| A
era do Administrador
Por que os EUA são o país
mais bem sucedido do mundo? Porque são um país que
resolveu o problema da miséria e da estagnação
econômica, ao contrário do Brasil?
O segredo americano, e que você jamais encontrará em
nenhum livro de economia, é que os EUA são um país
bem administrado, um país administrado por profissionais. 19%
dos graduados em universidades americanas são formados em
administração. Administração é
a profissão mais freqüente, e portanto dá o tom
ao resto da nação.
Infelizmente o Brasil nunca foi um país bem administrado.
Sempre fomos administrados por profissionais de outras áreas,
desde nossas empresas até o governo. Até recentemente
tínhamos somente 4 cursos de pós-graduação
em administração, um absurdo.
De 1832 a 1964 a profissão mais recente no Brasil foi a de advogado,
e foi essa a profissão que exerceu a maior influência
no país, tanto que nos deu a maioria dos presidentes até
1964. A revolução de 1964 acabou com a era do advogado
e a legalidade, e tivemos a era do economista que perdura até
hoje. Nos próximos 10 anos isso lentamente mudará.
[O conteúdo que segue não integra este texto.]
PR #5705, opened 2022-08-17
Allow DropIndex to work on collections

torcolvin:
This prevents errors on DropIndexes in tests in db packages. This is not exercised until we do tests on named collections, but it works for non named collections.

## Pre-review checklist
- [x] Removed debug logging (`fmt.Print`, `log.Print`, ...)
- [x] Logging sensitive data? Make sure it's tagged (e.g. `base.UD(docID)`, `base.MD(dbName)`)
- [x] Updated relevant information in the API specifications (such as endpoint descriptions, schemas, ...) in `docs/api`

## [Integration Tests](https://jenkins.sgwdev.com/job/SyncGateway-Integration/build?delay=0sec)
- [x] `xattrs=true` https://jenkins.sgwdev.com/job/SyncGateway-Integration/654/

PR #5726, opened 2022-08-30
Remove gocb/v1 tests

torcolvin:
This is a side effect of #5705 because I would have need to change `CouchbaseBucketGoCB.EscapedKeyspace()` like I did for `Collection.EscapedKeyspace()`.

`CouchbaseBucketGoCB` can not be used in collections, and I do not believe it is currently used. This test prevents GSI=true from working right now.
 
## Pre-review checklist

- [x] Link upstream PRs

I don't have an integration test build because of other issues, but it passes the GSI base/db tests.

### DIFF
--- a/base/util_testing.go
+++ b/base/util_testing.go
@@ -660,11 +660,6 @@ func ForAllDataStores(t *testing.T, testCallback func(*testing.T, sgbucket.DataS
 		})
 	}
 
-	dataStores = append(dataStores, dataStore{
-		name:   "gocb.v1",
-		driver: GoCBCustomSGTranscoder,
-	})
-
 	for _, dataStore := range dataStores {
 		t.Run(dataStore.name, func(t *testing.T) {
 			bucket := GetTestBucketForDriver(t, dataStore.driver)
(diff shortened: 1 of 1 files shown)


base/util_testing.go
```diff
@@ -660,11 +660,6 @@ func ForAllDataStores(t *testing.T, testCallback func(*testing.T, sgbucket.DataS
 		})
 	}
 
-	dataStores = append(dataStores, dataStore{
-		name:   "gocb.v1",
-		driver: GoCBCustomSGTranscoder,
-	})
```
bbrks: This change has unintended side-effects when running in `Walrus`, because `GetTestBucketForDriver` is doing this:

```go
	// If walrus, use bucket as-is
	if !TestUseCouchbaseServer() {
		return &TestBucket{
			Bucket:     bucket,
			BucketSpec: spec,
			closeFn:    closeFn,
		}
	}
```

Which is now never going to be run because of the mutually exclusive `TestUseCouchbaseServer` check around gocbv2.
I think I'd be OK with removing `TestUseCouchbaseServer` check above, although it still feels a bit like another footgun waiting to happen and don't have a better fix off the top of my head.

bbrks (changes requested):

base/util_testing.go
torcolvin: Run these tests with walrus, sort of. 

I'd propose a code cleanup to remove {{ForAllDataStores}} as a future commit.

bbrks (approved):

O Brasil já tem 2.300 cursos de administração
contra 350 em 1994. Estamos logo depois dos EUA e da Índia.
Administração já é a profissão
mais freqüente neste país, com 18% dos formandos. Antes
nossos gênios escolhiam medicina, direito e engenharia. Agora
escolhem medicina, administração e direito, nessa
ordem. Há 10 anos tínhamos apenas 200.000 administradores,
e só 5% das empresas contavam com um profissional para tocá-las.
O resto era dirigido por “empresários” que aprendiam
administração no tapa. Por isso, até hoje 50%
das empresas brasileiras quebram nos dois primeiros anos e metade
do nosso capital vira pó.
O que o aumento da participação dos administradores
na gestão das empresas significará para o Brasil?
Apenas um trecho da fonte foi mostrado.